**Dataset entries:**
■ ■ ■ ■ ■
PR #340, opened 2018-06-01
DataView emptyText

gportela85:
https://github.com/exhi/hoist-react/issues/332

### DIFF
--- a/cmp/dataview/DataViewModel.js
+++ b/cmp/dataview/DataViewModel.js
@@ -37,7 +37,7 @@ export class DataViewModel {
      * @param {BaseStore} store - store containing the data for the dataview.
      * @param {(StoreSelectionModel|Object|String)} [selModel] - selection model to use,
      *      config to create one, or 'mode' property for a selection model.
-     * @param {string} emptyText - empty text to display if DataView has no records. Can be valid HTML.
+     * @param {string} [emptyText] - empty text to display if DataView has no records. Can be valid HTML.
      * @param {function} [contextMenuFn] - closure returning a StoreContextMenu().
      */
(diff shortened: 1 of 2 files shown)


cmp/dataview/DataViewModel.js
```diff
@@ -32,23 +32,26 @@ export class DataViewModel {
...
     /**
+     * @param {function} [contextMenuFn] - closure returning a StoreContextMenu().
+     * @param {string} emptyText - empty text to display if DataView has no records. Can be valid HTML.
      * @param {function} itemFactory - elemFactory for the component used to render each item.
      *      Will receive record via its props.
-     * @param {BaseStore} store - store containing the data for the dataview.
      * @param {(StoreSelectionModel|Object|String)} [selModel] - selection model to use,
      *      config to create one, or 'mode' property for a selection model.
-     * @param {function} [contextMenuFn] - closure returning a StoreContextMenu().
+     * @param {BaseStore} store - store containing the data for the dataview.
```
lbwexler: This change of course looks fine, but why are we reordering the arguments in the doc string?  Seems like our practice has been that the most important, required arguments go first, and the more secondary (and often optional) arguments follow.  Are you suggesting we go to an alphabetical model?

gportela85: Exactly..  for components with a very small number of configs order them alphabetically, and components with a lot of configs we can pin the most important at the top.
What do you think?

lbwexler: I think we need one rule or another -- how do you determine "a lot of configs".  Let's stick with the existing practice of ordering by importance.

PR #346, opened 2018-06-05
Tweak flex prop for charts, Fixes #342

### LINKED ISSUE #342: Fix Chart component auto-sizing
When 3 charts are aligned side by side in an hframe, the expectation is that all 3 charts share the total width equally.  I find instead that the 3 charts are rendered with different widths; 1st one ~ 600px, 2nd and 3rd quite a bit smaller, with large gaps between the charts.

A possible cause of this issue is that the highcharts lib sets its chart's size by looking for a predefined 'width' css value on the chart's containing div.   When it doesn't find this, it defaults the chart's size to 600px wide. 

In an hframe flexbox with 3 chart children, the chart children widths are not specified in code, since the hframe is itself expected to fill an arbitrary width, and the 3 chart children are expected to divide that width equally into 3.

We might look into whether one these libs has already solved this problem:
https://www.npmjs.com/package/highcharts-react-official
https://www.npmjs.com/package/react-highcharts
https://www.npmjs.com/package/react-jsx-highcharts

febbraiod:


febbraiod:
I have a demo set up on the line chart tab in toolbox. Currently showing different ways to override the default:

https://github.com/exhi/toolbox/tree/chartFlexDemo

If the charts are allowed to get the default the layout, it will give us three evenly spaced charts.

PR #347, opened 2018-06-05
 Provide token parsing for storeContextMenus, Fixes #300

### LINKED ISSUE #300: Grid context menu - string token support for column chooser option
In cases where you are not using the default grid context menu, would like easy way (via string token) to request an item for the column chooser.  Should respect enableColChooser flag on GridModel.

febbraiod:
*Specifically for colChooser right now


febbraiod:
Note: This will be a breaking change for any apps using storeContextMenus as the constructor takes and object now.

PR #4600, opened 2026-08-21
Hot-Loop performance improvements in data/grid

lbwexler:
Targeted allocation and complexity fixes on per-comparison, per-cell, and per-record hot paths, found in a follow-up perf audit after the v87 wave.

* **Sort path**: Column comparators resolve their `GridSorter` via a new allocation-free `GridModel.getSorter()` instead of a lodash `{colId}` matcher per comparison (which allocated matcher internals on every call - ~15M objects for one 400k-row sort). The default path resolves once and passes it into `defaultComparator`; app comparators calling via params get the cheap lookup automatically.
* **Value reads**: new `Column.buildFastValueGetter()` - when a column uses the default `getValueFn`, the ag-Grid `valueGetter` reads `record.data` directly, skipping the per-call params object (paid per cell render and twice per sort comparison). Custom `getValueFn`s keep the fully-featured path.
* **Tree-grid transactions**: `Grid` now skips its post-transaction expand-state sync - an ag-Grid walk over *all* rows plus deep-equal/freeze of the state tree - for updates that change no `parentId`. Adds/removes and grouped-by-value grids sync exactly as before.
* **FieldFilter**: `=`/`!=`/`includes`/`excludes` test via a Set instead of a linear candidate scan per record, capping the O(records × candidates) worst case (e.g. header-filter value selections on high-cardinality columns). `=`/`!=` use the Set only when all candidates are primitives, preserving `isEqual` semantics for Dates; `includes`/`excludes` were already SameValueZero, so the Set is semantically exact.

Validated in Toolbox: header sorts incl. abs-value cycling, tree grid reload with expansion preserved, grouped rows, and column filtering (`=` and tags `includes`) all clean.

Stacked follow-up with a second batch (StoreValidator, GridFindField, selection sync): #4602.

### DIFF
--- a/cmp/grid/Grid.ts
+++ b/cmp/grid/Grid.ts
@@ -26,6 +26,7 @@ import {
     XH
 } from '@xh/hoist/core';
 import type {StoreRecord} from '@xh/hoist/data';
+import type {RecordSet, RecordSetDelta} from '@xh/hoist/data/impl/RecordSet';
 import {GridTransactionManager} from '@xh/hoist/cmp/grid/impl/GridTransactionManager';
 import {
     colChooser as desktopColChooser,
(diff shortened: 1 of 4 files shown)


PeteDarinzo (approved):
Reviewed

Issue #4486, opened 2026-07-10
Poor Validation Performance for Bulk Edit


lbwexler:
A client developer reported the following issues when trying to use HoistValidation while editing/importing ~100s/1000s of records at once

> 
> 1. No-op overhead when validation is unused — a Store with no field rules still spins up a RecordValidator per uncommitted record on every change to the uncommitted set.
> 
> 2. No "validate-in-isolation" mode — even with validationIsComplex: false, a bulk change re-validates every uncommitted record, and the driving reaction re-scans all records on every change.
> 
> 3. O(N²) reactive churn — each record's validation completion invalidates O(N) store-level aggregates (isValid, errors, errorCount); if anything observes them, they recompute per-record → N × O(N). 
> 
> In practice, adding/editing on the order of 10³–10⁴ uncommitted records produces multi-second main-thread freezes (and, with wide records, memory pressure). We worked around it at the app layer, but the root cause is in hoist-react.

lbwexler:
Here is the assesment from the client's Claude:

[store.txt](https://github.com/user-attachments/files/29905113/store.txt)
■ ■ ■ ■ ■
**Exercise requirements:** The lines above need to be restated word for word, all of them.

**Solution for this problem:**
PR #340, opened 2018-06-01
DataView emptyText

gportela85:
https://github.com/exhi/hoist-react/issues/332

### DIFF
--- a/cmp/dataview/DataViewModel.js
+++ b/cmp/dataview/DataViewModel.js
@@ -37,7 +37,7 @@ export class DataViewModel {
      * @param {BaseStore} store - store containing the data for the dataview.
      * @param {(StoreSelectionModel|Object|String)} [selModel] - selection model to use,
      *      config to create one, or 'mode' property for a selection model.
-     * @param {string} emptyText - empty text to display if DataView has no records. Can be valid HTML.
+     * @param {string} [emptyText] - empty text to display if DataView has no records. Can be valid HTML.
      * @param {function} [contextMenuFn] - closure returning a StoreContextMenu().
      */
(diff shortened: 1 of 2 files shown)


cmp/dataview/DataViewModel.js
```diff
@@ -32,23 +32,26 @@ export class DataViewModel {
...
     /**
+     * @param {function} [contextMenuFn] - closure returning a StoreContextMenu().
+     * @param {string} emptyText - empty text to display if DataView has no records. Can be valid HTML.
      * @param {function} itemFactory - elemFactory for the component used to render each item.
      *      Will receive record via its props.
-     * @param {BaseStore} store - store containing the data for the dataview.
      * @param {(StoreSelectionModel|Object|String)} [selModel] - selection model to use,
      *      config to create one, or 'mode' property for a selection model.
-     * @param {function} [contextMenuFn] - closure returning a StoreContextMenu().
+     * @param {BaseStore} store - store containing the data for the dataview.
```
lbwexler: This change of course looks fine, but why are we reordering the arguments in the doc string?  Seems like our practice has been that the most important, required arguments go first, and the more secondary (and often optional) arguments follow.  Are you suggesting we go to an alphabetical model?

gportela85: Exactly..  for components with a very small number of configs order them alphabetically, and components with a lot of configs we can pin the most important at the top.
What do you think?

lbwexler: I think we need one rule or another -- how do you determine "a lot of configs".  Let's stick with the existing practice of ordering by importance.

PR #346, opened 2018-06-05
Tweak flex prop for charts, Fixes #342

### LINKED ISSUE #342: Fix Chart component auto-sizing
When 3 charts are aligned side by side in an hframe, the expectation is that all 3 charts share the total width equally.  I find instead that the 3 charts are rendered with different widths; 1st one ~ 600px, 2nd and 3rd quite a bit smaller, with large gaps between the charts.

A possible cause of this issue is that the highcharts lib sets its chart's size by looking for a predefined 'width' css value on the chart's containing div.   When it doesn't find this, it defaults the chart's size to 600px wide. 

In an hframe flexbox with 3 chart children, the chart children widths are not specified in code, since the hframe is itself expected to fill an arbitrary width, and the 3 chart children are expected to divide that width equally into 3.

We might look into whether one these libs has already solved this problem:
https://www.npmjs.com/package/highcharts-react-official
https://www.npmjs.com/package/react-highcharts
https://www.npmjs.com/package/react-jsx-highcharts

febbraiod:


febbraiod:
I have a demo set up on the line chart tab in toolbox. Currently showing different ways to override the default:

https://github.com/exhi/toolbox/tree/chartFlexDemo

If the charts are allowed to get the default the layout, it will give us three evenly spaced charts.

PR #347, opened 2018-06-05
 Provide token parsing for storeContextMenus, Fixes #300

### LINKED ISSUE #300: Grid context menu - string token support for column chooser option
In cases where you are not using the default grid context menu, would like easy way (via string token) to request an item for the column chooser.  Should respect enableColChooser flag on GridModel.

febbraiod:
*Specifically for colChooser right now


febbraiod:
Note: This will be a breaking change for any apps using storeContextMenus as the constructor takes and object now.

PR #4600, opened 2026-08-21
Hot-Loop performance improvements in data/grid

lbwexler:
Targeted allocation and complexity fixes on per-comparison, per-cell, and per-record hot paths, found in a follow-up perf audit after the v87 wave.

* **Sort path**: Column comparators resolve their `GridSorter` via a new allocation-free `GridModel.getSorter()` instead of a lodash `{colId}` matcher per comparison (which allocated matcher internals on every call - ~15M objects for one 400k-row sort). The default path resolves once and passes it into `defaultComparator`; app comparators calling via params get the cheap lookup automatically.
* **Value reads**: new `Column.buildFastValueGetter()` - when a column uses the default `getValueFn`, the ag-Grid `valueGetter` reads `record.data` directly, skipping the per-call params object (paid per cell render and twice per sort comparison). Custom `getValueFn`s keep the fully-featured path.
* **Tree-grid transactions**: `Grid` now skips its post-transaction expand-state sync - an ag-Grid walk over *all* rows plus deep-equal/freeze of the state tree - for updates that change no `parentId`. Adds/removes and grouped-by-value grids sync exactly as before.
* **FieldFilter**: `=`/`!=`/`includes`/`excludes` test via a Set instead of a linear candidate scan per record, capping the O(records × candidates) worst case (e.g. header-filter value selections on high-cardinality columns). `=`/`!=` use the Set only when all candidates are primitives, preserving `isEqual` semantics for Dates; `includes`/`excludes` were already SameValueZero, so the Set is semantically exact.

Validated in Toolbox: header sorts incl. abs-value cycling, tree grid reload with expansion preserved, grouped rows, and column filtering (`=` and tags `includes`) all clean.

Stacked follow-up with a second batch (StoreValidator, GridFindField, selection sync): #4602.

### DIFF
--- a/cmp/grid/Grid.ts
+++ b/cmp/grid/Grid.ts
@@ -26,6 +26,7 @@ import {
     XH
 } from '@xh/hoist/core';
 import type {StoreRecord} from '@xh/hoist/data';
+import type {RecordSet, RecordSetDelta} from '@xh/hoist/data/impl/RecordSet';
 import {GridTransactionManager} from '@xh/hoist/cmp/grid/impl/GridTransactionManager';
 import {
     colChooser as desktopColChooser,
(diff shortened: 1 of 4 files shown)


PeteDarinzo (approved):
Reviewed

Issue #4486, opened 2026-07-10
Poor Validation Performance for Bulk Edit


lbwexler:
A client developer reported the following issues when trying to use HoistValidation while editing/importing ~100s/1000s of records at once

> 
> 1. No-op overhead when validation is unused — a Store with no field rules still spins up a RecordValidator per uncommitted record on every change to the uncommitted set.
> 
> 2. No "validate-in-isolation" mode — even with validationIsComplex: false, a bulk change re-validates every uncommitted record, and the driving reaction re-scans all records on every change.
> 
> 3. O(N²) reactive churn — each record's validation completion invalidates O(N) store-level aggregates (isValid, errors, errorCount); if anything observes them, they recompute per-record → N × O(N). 
> 
> In practice, adding/editing on the order of 10³–10⁴ uncommitted records produces multi-second main-thread freezes (and, with wide records, memory pressure). We worked around it at the app layer, but the root cause is in hoist-react.

lbwexler:
Here is the assesment from the client's Claude:

[store.txt](https://github.com/user-attachments/files/29905113/store.txt)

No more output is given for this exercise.